Polymicrobial sepsis model
Polymicrobial sepsis was induced in mice using the CLP procedure [53]. Briefly, a 5 mm midline abdominal incision was made, and the cecum was ligated with 4–0 silk at two-thirds of the distance between the distal pole and the ileocecal valve (Fig. S2A), then perforated once with a 22-gauge needle. A small amount of feces was extruded into the abdominal cavity. The abdominal wall and skin were closed in two layers using 6-0 and 4–0 silk sutures, respectively. Sham-operated mice underwent identical procedures, excluding cecal ligation and puncture. All mice received pre-warmed physiological saline solution (0.5 mL, 37 °C) subcutaneously for postoperative fluid resuscitation and were kept warm until fully recovered from anesthesia. Post-surgical mice were housed in a temperature-controlled room (25 °C) with free access to food and water. The mortality rate of CLP mice within 10 days, excluding procedural failures, was ~70% (Fig. S2B).
Thymectomy procedure
The thymic ablation protocol was performed by meticulous surgical dissection. Following thoracic depilation, mice were positioned in supine orientation under anesthesia. A midline skin incision was made at the superior border of the sternum, followed by blunt dissection through the underlying tissues to expose the sternum. The upper sternum was then carefully incised along the midline. Pretracheal muscles were gently separated to expose the upper poles of the thymus. Each thymic lobe was grasped at the upper pole and gently retracted outward. Once fully exposed, the thymus was promptly excised. The sternum and skin were then closed in layers using sutures. Sham controls underwent identical exposure without thymic manipulation. Post-surgical mice were housed in a temperature-controlled room (25 °C) with free access to food and water. All animals completed a 7 day convalescence period prior to subsequent CLP surgery.
Isolation of thymocytes
Mice were euthanized with CO2, and the thymus was quickly isolated and placed in ice-cold phosphate-buffered saline (PBS). The thymus was then cut into small pieces (-2 mm³) and immediately homogenized. The suspension was passed through a 40 µm filter to obtain a thymocyte single-cell suspension, while remnants mainly consisted of thymic stromal cells.
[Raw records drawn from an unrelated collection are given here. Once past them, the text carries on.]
PR #602, opened 2019-07-29
[INTERNAL][E] Enables SkypeManager

srossbach:
This patch enables the Skype feature again. Reworked most of the
SkypeManager logic by just throwing away code.

### DIFF
--- a/eclipse/src/saros/communication/SkypeManager.java
+++ b/eclipse/src/saros/communication/SkypeManager.java
@@ -2,6 +2,8 @@ package saros.communication;
 
 import java.io.IOException;
 import java.io.InputStream;
+import java.io.UnsupportedEncodingException;
+import java.net.URLEncoder;
 import java.util.Iterator;
 import java.util.Map;
 import java.util.concurrent.ConcurrentHashMap;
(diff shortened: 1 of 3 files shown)


m273d15:
Independent of this specific PR: Thank you for all these changes in recent days :+1:

Would it be better to just support the transfer of "other account data" (skype, teamspeak, ...) in general instead of limiting the function to skype.
Generating the additional skype uris would be just an additional feature on top.
Furthermore, is it necessary to communicate the additional user information explicit via smack? It just seems to be very low-level...

srossbach:
Well you could use the IReceiver and ITransmitter for doing that. However you still need the roster for tracking the people and so in the end even if you user IReceiver and ITransmitter you basically ending up with the some LOCs. (try it out by using the RosterTracker and IReceiver and ITransmitter instead).

As you mentioned TS3. I did not even know that you can also start Teamspeak via an URL. I tried it out with Discord however I can only start the application (and if the application is started the command stalls ...)

So what do you suggest, allowing multiple "URLs" to be broadcasted or add more mediums, e.g

In the context menu we then have something like:

TBD -> Skype -> ..
        |
        -> TS3 -> ...

m273d15:
The idea was just to allow the user to choose between:
1. broadcast a skype name
2. broadcast an arbitrary service accout name

I think providing the uri in order to start a skype session is a nice shiny feature, but broadcasting the account name is the most basic feature we should provide for other services. 

**Case 2:**
Broadcasting a tuple (service name, service account). The other users just see the additional account name with the information which service is used. A contact entry could have the format  `(<jid>|<nickname>) - <service account> (<service name>)` (e.g. `Kelvin - m273d15 (TeamSpeak)`)
No further function of generating url or something like this.

**Case 1.:**
Should use the logic of **Case 2**. We should be able to detect that the context menu on a contact is clicked that provides a skype account. Based on this information we provide the function to generate the urls.

srossbach:
I do not get your example in case 2. Can you please be more specific, e.g Kelvin - m273d15 (TeamSpeak) ? Is this the available data ? Then how should I setup a TS session without an INET_Address ? Furthermore passing just some URI and "executing" makes the system vulnerable.

m273d15:
I just mean that we broadcast two Strings. One that identifies an arbitrary service and an account identifier. There is no URI involved.
The service name and the account identifier are shown in the contact list. With `Kelvin - m273d15 (TeamSpeak)` I shown an example how an entry in the contact list could look like.

srossbach:
@m273d15 Can we agree that your suggestions are basically a new feature which require a bunch of changes to the current UI (which should be replaced *soon* by the HTML UI).

And what should be displayed if I offer multiple ways on contacting me, e.g Skype and Teamspeak. Please be aware that the we always have the issue that we are very limited when it comes to space for displaying stuff (at least in Eclipse).

m273d15:
> Can we agree that your suggestions are basically a new feature

Yes, we should discuss this independent from this PR.

srossbach:
Hmm somehow my modifications got lost as I accidentally pulled the remote branch. Will add them in a dedicated commit.

srossbach:
Only added URL encoding for the skype name.

PR #606, opened 2019-07-30
[INTERNAL][E] Adds central connection access point for the UI

srossbach:
Adds a central class that is now responsible for connection attempts.

This should help to prevent certain misuse, e.g disconnecting an active
session without any warning.

In addition this patch removes the inheritance between the
XMPPAddAccountWizard and the SarosConfigurationWizard.


srossbach:
I need to merge this now as the AccountStore needs an API and the other way around it is more complicated. This patch should not alter existing behavior aside adding XMPPAccounts to the store now will never trigger a connection attempt regardless of the auto-connect preference.

m273d15:
I don't really understand why you merged the PR without any review ...

stefaus:
@srossbach Seriously?

PR #608, opened 2019-07-31
[INTERNAL][CORE] Amends XMPPAccountStore API

srossbach:
Introduces get/set defaultAccount methods which should be a replacement
for set/get activeAccount in the future. 

They allow null values making the call to isEmpty obsolete. And now it
is also possible to completely remove all account data.

Add getAccount methods as there was no way to retrieve specific account
unless you called getAllAccounts and perform the search by yourself.


core/src/saros/account/XMPPAccountStore.java
```diff
@@ -355,32 +350,30 @@ public void setAccountActive(XMPPAccount account) {
...
     }
 
     notifyAccountStoreListeners();
+    if (defaultAccount == null) notifyActiveAccountListeners();
   }
 
   /**
-   * Creates an account. The account will automatically become active if the account store is empty.
+   * Creates an account. The account will automatically become the default if the account store is
+   * empty. If the account already exists the existing account is returned.
```
srossbach: Wrong

core/src/saros/account/XMPPAccountStore.java
```diff
@@ -318,35 +293,55 @@ public int compare(XMPPAccount a, XMPPAccount b) {
...
+
+    notifyActiveAccountListeners();
   }
 
   /**
    * Makes the given account active.
    *
    * @param account the account to activate
    * @throws IllegalArgumentException if the account is not found in the store
+   * @deprecated Will be removed soon, do not use
```
tobous: Refer to `setDefaultAccount(XMPPAccount)` as an alternative? (hinges on my general question on the meaning of "default" vs "active")

Also, this seems to do exactly the same as `setDefaultAccount(XMPPAccount)` minus allowing `null` values. Why not just replace the old calls with the new method directly and remove this method (again, in the separate refactoring commit)?

core/src/saros/account/XMPPAccountStore.java
```diff
@@ -489,16 +482,34 @@ public void changeAccountData(
...
+  public synchronized XMPPAccount getDefaultAccount() {
+    return defaultAccount;
+  }
+
   /**
    * Returns the current active account.
    *
    * @return the active account
    * @throws IllegalStateException if the account store is empty
+   * @deprecated Will be removed soon, do not use
```
tobous: Refer to `getDefaultAccount()` as the new alternative?
```suggestion
   * @deprecated Will be removed soon, use {@link getDefaultAccount} instead
```

core/src/saros/account/XMPPAccountStore.java
```diff
@@ -543,7 +585,9 @@ public synchronized boolean exists(String username, String domain, String server
    * @param jidString the jid of the user as string
    * @return the matching XMPP account or null in case of no match
    * @throws NullPointerException if jidString is null
+   * @deprecated Will be removed soon, do not use
```
tobous: Refer to alternative methods?

core/src/saros/account/XMPPAccountStore.java
srossbach: Because somehow Gradle fucked up my Eclipse Build Path for IntelliJ, I am currently unable to compile it because of every library entry exists twice.

To be more specific: soon = not the normal student soon aka never but right after the commit that follows this commit.

core/src/saros/account/XMPPAccountStore.java
srossbach: Just a riddle for you. However it is not complicated, I offered two get methods. One should solve your needs.

core/src/saros/account/XMPPAccountStore.java
```diff
@@ -166,7 +164,10 @@ private synchronized void loadAccounts() {
                   new ByteArrayInputStream(Crypto.decrypt(encryptedAccountData, secretKey)));
 
       accounts = new HashSet<>(accountData.configuredAccounts);
-      activeAccount = accountData.configuredAccounts.get(accountData.activeAccountIndex);
+      defaultAccount = null;
+
+      if (accountData.activeAccountIndex != -1)
```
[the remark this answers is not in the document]
srossbach: Really ? The methods that access this variable and do not match the naming are already deprecated.

srossbach:
Well, basically you have the option to either connect with a default / active account or another. The current logic in Eclipse just uses the default/active one all time. If you select another account (just for testing purposes or whatever) this account will be the default one. I do not know why this was implemented in that way. Maybe I have to dig down through my rewrite of the XMPPAccountStore. But my guess is that: activeAccount was always present and my assumption was that it a default account.

My big guess is that someone amended the connect action and run into problem when not marking the account to connect as active. Currently the only way to make an account active through the GUI is hidden in the preferences.

core/src/saros/account/XMPPAccountStore.java
tobous: > Because somehow Gradle fucked up my Eclipse Build Path for IntelliJ, I am currently unable to compile it because of every library entry exists twice.

Do you mean your build path for the IntelliJ project or your build path/config in IntelliJ (i.e. for building Saros in IntelliJ IDEA)?

srossbach: image

tobous: Hmm. Delete the directory containing the gradle cache and build again? Also, did this affect other parts of the config (tracked by git)?

core/src/saros/account/XMPPAccountStore.java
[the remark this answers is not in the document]
tobous: I don't have the complete overview of what the next steps are and how long parts this code will remain unchanged.

If this refactoring is made unnecessary by an upcoming change in the near future, you can just leave it like this (this also goes for the other refactoring requests in this PR). I was looking at this from the perspective that the code would remain like this for a while.

core/src/saros/account/XMPPAccountStore.java
srossbach: I delete the .project file and called gradle again, same issue. I manually edited the .project and now thinks works. TBH I do not get those mass amounts of libraries. IIRC you only need about 20 libraries to compile IntelliJ in the Eclipse IDE.

core/src/saros/account/XMPPAccountStore.java
```diff
@@ -355,32 +350,30 @@ public void setAccountActive(XMPPAccount account) {
...
+      if (!accounts.remove(account))
         throw new IllegalArgumentException(
             "account '" + account + "' is not in the current account store");
 
-      if (this.activeAccount == account)
-        throw new IllegalStateException(
-            "account '" + account + "' is active and cannot be deleted");
-
-      accounts.remove(account);
+      if (defaultAccount == account) defaultAccount = null;
```
tobous: Is there a specific reason to compare the object references instead of using `equals()`? (See [Codacy issues](https://app.codacy.com/app/Saros/saros/pullRequest?prid=3938137&bid=13677390)) Same goes for l.417.
(If its just to avoid the nullcheck, you can use `Objects.equals(Object, Object)` instead.)

srossbach: Because in this scope using == or equals will result in the same behavior. This will of course break if you make the XMPPAccount CTOR public.

tobous: I would still prefer to use `equals(Object)` or `Objects.equals(Object, Object)` to be on the safe side. The performance loss should not be of concern.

The thymocyte suspensions were used for the following experiments.
Flow cytometry
Single-cell suspensions were obtained from the thymus or peripheral blood samples. Peripheral blood cells were counted using Precision Count Beads™ (BioLegend, San Diego, CA, USA) in a lyse-no-wash whole blood assay following the manufacturer’s instructions. And samples were stained with the following antibodies: FITC anti-mouse CD45.2 Antibody (BioLegend), PE/Cyanine7 anti-mouse CD4 Antibody (BioLegend), PE anti-mouse CD8a Antibody (BioLegend), PE/Cyanine5 anti-mouse/human CD44 Antibody (BioLegend), FITC anti-mouse CD62L Antibody (BioLegend) and Alexa Fluor® 647 anti-IDO1 Antibody (BioLegend). PI staining (BD Biosciences, San Jose, CA, USA) was used for dead cell counting. The volumes and concentrations of antibodies or reagents were used according to the manufacturer’s instructions. Samples were analyzed using either a FACSDiva™ flow cytometer (BD Biosciences) or a CYTEK™ NL-1000 flow cytometer (Cytek Biosciences, Silicon Valley, CA, USA). Data were analyzed using FlowJo v10.8.1 software (Tree Star, Inc., Ashland, OR, USA).
TRECs quantification
Peripheral blood samples were collected, and genomic DNA was extracted using the TIANamp Blood DNA Kit (Tiangen Biotech, Beijing, China). Absolute TRECs and internal control TCRA levels in genomic DNA were quantified using the AccuONE-300 Integrated digital PCR system (Zhenzhun Bio., Shanghai, China). Primers and probe are listed in the Table S2. Absolute TRECs counts in peripheral blood were calculated based on absolute cell counts (Fig. S14).
RNA sequencing
Thymocytes were isolated from sham and CLP mice on day 1 post-surgery. RNA was extracted and purified using Trizol, and its purity and concentration were measured with a NanoDrop 2000 spectrophotometer. RNA integrity was checked with an Agient 2100. The mRNA was fragmented, reversely transcribed, and processed into a library for sequencing. Sequencing was performed using the Illumina NovaSeq 6000 in PE 150 mode, with data analyzed via BMKCloud (www.biocloud.net), provided by Biomarker Technologies, Beijing, China. The RNA sequencing data were deposited in the GEO database (accession number GSE280678).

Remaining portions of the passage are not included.